Clever Clown Catastrophes: Unforgettable Spoonerisms about Clowns
- “Crown of Flowns”
- “Nosefuls of Frown”
- “Horn of Shame”
- “Pranky Crown”
- “Gown of Town”
- “Frown of Clays”
- “Crazy Clowning”
- “Town of Gowns”
- “Fooling Around”
- “Hilarious Harlequin”
- “Crown of Bells”
- “Flown Around”
- “Silly Skits”
- “Wacky Jester”
- “Fuddy Clown”
- “Lanky Crown”
- “Clown of Frowns”
- “Snooze Crown”
- “Jowler Crown”
- “Giggly Juggling”.
Knock-knock, who’s there? A clown! Get ready to laugh with these silly knock-knock jokes about clowns!
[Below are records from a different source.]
PR #398, opened 2016-08-10
Add support for project.group.added and project.group.access.updated …

vivekanand1101:
…for pagure messages

### DIFF
--- a/fedmsg_meta_fedora_infrastructure/pagure.py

- Knock, knock. Who’s there? Clown. Clown who? Clown your way into this party!
- Knock, knock. Who’s there? Boo. Boo who? Don’t be scared, it’s just a clown!
- Knock, knock. Who’s there? Hen. Hen who? Hen did the clown cross the road? To make everyone laugh!
- Knock, knock. Who’s there? Fanny. Fanny who? Fanny meet the clown, he’s a real comic!
- Knock, knock. Who’s there? Cows go. Cows go who? No silly, cows go ‘moo’! But the clown goes ‘ha-ha’!
- Knock, knock. Who’s there? Orange. Orange who? Orange you glad there’s a clown around?
- Knock, knock. Who’s there? Dewey. Dewey who? Dewey have to keep telling these clown jokes? Yes, we do!
- Knock, knock. Who’s there? Otto. Otto who? Otto make you laugh if you let me in?
- Knock, knock. Who’s there? Carmen. Carmen who? Carmen of the Opera, but you can just call me the Funny Clown!
- Knock, knock. Who’s there? Owen. Owen who? Owen to be a clown!
- Knock, knock. Who’s there? Gorilla. Gorilla who? Gorilla me a clown costume and let’s get this party started!
- Knock, knock. Who’s there? Interrupting clown. Interrupting clow… Whoops! Sorry, I couldn’t resist!
- Knock, knock. Who’s there? Berry. Berry who? Berry lucky to have a clown like me at your party!
- Knock, knock. Who’s there? Abby. Abby who? Abby birthday to you, let’s clown around and have some fun!
- Knock, knock. Who’s there? Lettuce. Lettuce who? Lettuce in! The clown’s waiting to perform!
- Knock, knock. Who’s there? Noah. Noah who? Noah funny clown jokes? I got plenty!
- Knock, knock. Who’s there? Boo-hoo. Boo-hoo who? Don’t be sad, the clown is here to make you laugh!
- Knock, knock. Who’s there? Ice cream. Ice cream who? Ice cream, you scream, we all scream for the clown!
- Knock, knock. Who’s there? Cereal. Cereal who? Cereal pleasure to meet you, I’m the silly clown!
- Knock, knock. Who’s there? Norma Lee. Norma Lee who? Norma Lee a clown, but I know how to make you smile!
Curtain Call: Clowning Around with Puns!
Well folks, if these 220+ jokes about clowns haven’t made you laugh until you have tears running down your cheeks, then I’m afraid we’ve failed as entertainers. But don’t worry, we have plenty more puns and jokes where those came from! Be sure to check out our other related posts for more laughs and giggles. And remember, the only thing scarier than a clown is a clown who knows how to make you laugh. Happy clowning around!